There is an inherent asymmetry between a static factory method and a pattern:
the static method has no target, whereas a pattern (whether static or instance)
_always_ has a target.

I have long felt that static methods in Java are a kind of second-class kludge.
You use a static method for one of four reasons: (1) to paper over the problem
that a constructor _must_ allocate a new object rather than possibly returning
an already existing object; (2) to paper over the problem that all constructors
of a class "have the same name", so you can't have two constructors with the
same signature; (3) to paper over the problem that you can't declare the method
in the class where it logically belongs because the class does not exist, so you
need to stick it somewhere else; (4) to paper over the problem that you can't
declare the method in the class where it logically belongs because you don't
have control over its source code, so you need to stick it somewhere else.

Example of (1): We use the static method `Optional<T>.empty()` rather than
saying `new Optional<T>()` because the latter would require actually creating a
new object every time; the static method allows sharing of a single empty
object.

Example of (2): You might want to create a point object by giving it either
x and y double values, or r and theta double values, and we can't just say
`new Point(x, y)` or `new Point(r, theta)` because they have the same signature,
so instead we use a static factory method for one case or both cases,
which allows us to provide different names.

Example of (3): We write `Math.max(x, y)` because there is are no classes for
primitive types.  I would much rather write `x.max(y)` (even better would be
`x max y`), but it just can't be done, so we use a static method instead.
It would be possible to write `max(x,y)` if `max` were defined as a static
method in the correct scope for my code, but I don't want to do that over and
over.  I have to say that for the last 25 years I have have felt a minor bit of
resentment every time I have to write "Math."; it's just stupid noise that
arises from a deficiency of the language design.

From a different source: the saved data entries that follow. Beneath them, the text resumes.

PR #1126, opened 2026-09-18
Name the Copilot after the product it is installed in

ravindu25:
## Problem

Fixes wso2/product-integrator#1945

With only the Ballerina extension installed, every Copilot surface still said **"WSO2 Integrator Copilot"** — a product the user hasn't installed. It's also the one mode where the managed WSO2 sign-in isn't available (BYOK only), so the assistant on screen genuinely isn't the Integrator's.

## Fix

`ProductMode` in `ballerina-core` is now the single source of truth for the assistant's name:

- **`INTEGRATOR`** — the host app declares `WSO2_PRODUCT_MODE`, or `wso2.wso2-integrator` is installed alongside → "WSO2 Integrator Copilot"
- **`BALLERINA`** — otherwise → "Ballerina Copilot"

The host seeds the mode into every webview's HTML (`window.productMode`), so panels paint the right name on the first frame instead of flashing the wrong one while an RPC call resolves. `useProductMode` falls back to asking the host; `bi-diagram`, which has no rpc-client dependency, reads the seed directly.

### What changed

- **AI panel** — welcome screen (the surface in the report), login, waiting-for-login, disabled, tab title
- **Status bar, orb, mini chat, overview composer, diagram tooltips**
- **Migration** panel and notifications
- **Agent prompts and the `AGENTS.md` starter template** — so it doesn't introduce itself as a product the user doesn't have
- Error codes, auth toasts, sign-in warnings

`package.json` contributions can't vary at runtime, so the four Copilot-named strings drop the product name ("Open Copilot") rather than pick the wrong one.

## Testing

- New `productMode.test.ts` pins the resolution rules, including an extension installed mid-session
- New case in `CopilotComposer.test.tsx` asserts "Ballerina Copilot" and *not* "WSO2 Integrator Copilot" in Ballerina mode
- Suites green: extension 411, visualizer 644, core 176, bi-diagram 123
- E2E unaffected — setup always installs the Integrator vsix, so those runs stay in Integrator mode

## Summary

- Added product-mode detection for Ballerina and Integrator installations.
- Updated Copilot names, taglines, prompts, notifications, tooltips, authentication messages, and templates to use the active product name.
- Seeded product mode into webviews for correct initial rendering.
- Added hooks and helpers for product-specific assistant labels.
- Added tests for product-mode resolution and Ballerina branding.


packages/ballerina-visualizer/src/hooks/useProductMode.ts
```diff
@@ -0,0 +1,72 @@
...
+            inFlight = undefined;
+            return ProductMode.INTEGRATOR;
+        });
+    return inFlight;
+}
+
+export function useProductMode(): ProductMode {
+    const { rpcClient } = useRpcContext();
+    const resolved = seededProductMode() ?? cached;
+    const [mode, setMode] = useState<ProductMode>(resolved ?? ProductMode.INTEGRATOR);
```
madushajg, line 46: When a webview has no seed yet, the first render shows "WSO2 Integrator Copilot" until the async askHost RPC resolves and flips it. The unseeded fallback should default to `ProductMode.BALLERINA`, matching `getProductMode()`'s fail-safe default in `config.ts` (`isInWI() ? INTEGRATOR : BALLERINA`).

packages/ballerina-core/src/state-machine-types.ts
```diff
@@ -25,6 +25,47 @@ import { DIRECTORY_MAP, ProjectStructureArtifactResponse, ProjectStructureRespon
...
+    if (typeof window === 'undefined') {
+        return undefined;
+    }
+    const seed = (window as unknown as { productMode?: string }).productMode;
+    return seed === ProductMode.BALLERINA || seed === ProductMode.INTEGRATOR ? seed : undefined;
+}
+
+/** The assistant's name for a webview with no RPC client of its own. */
+export function webviewAssistantName(): string {
+    return assistantName(seededProductMode() ?? ProductMode.INTEGRATOR);
```
madushajg, line 66: This is called directly by `bi-diagram`'s three files, which have no RPC fallback of their own. If `window.productMode` is missing or malformed. e.g. an older host, or a webview left open across the update that introduces seeding — this silently defaults to "WSO2 Integrator Copilot" for a Ballerina-only user, with no retry path to correct it later.

ravindu25: fixed

packages/ballerina-visualizer/src/hooks/useProductMode.ts
ravindu25: fixed

madushajg (approved):

SasinduDilshara (approved):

Example of (4): I am working with BigInteger values, and have an application
that computes greatest common divisors and least common multiples a lot.
BigInteger happens to have an lcd method, so hooray—I can write `a.gcd(b)` when
I need to.  But I cannot write `a.lcm(b)` because BigInteger doesn't provide it
and I don't have control over its source code.  So I settle for defining a
static method, and I have that same tiny feeling of resentment every time I have
To say `MyUtilities.lcm(a, b)` rather than `a.lcm(b)`.

Static methods are clunky.  I believe that their counterpart, static patterns,
are equally clunky.  The problems we are having dealing with the implicit target
of a static pattern are a direct reflection of that clunkiness.

Okay, end of general philosophical complaining; what do I propose to do?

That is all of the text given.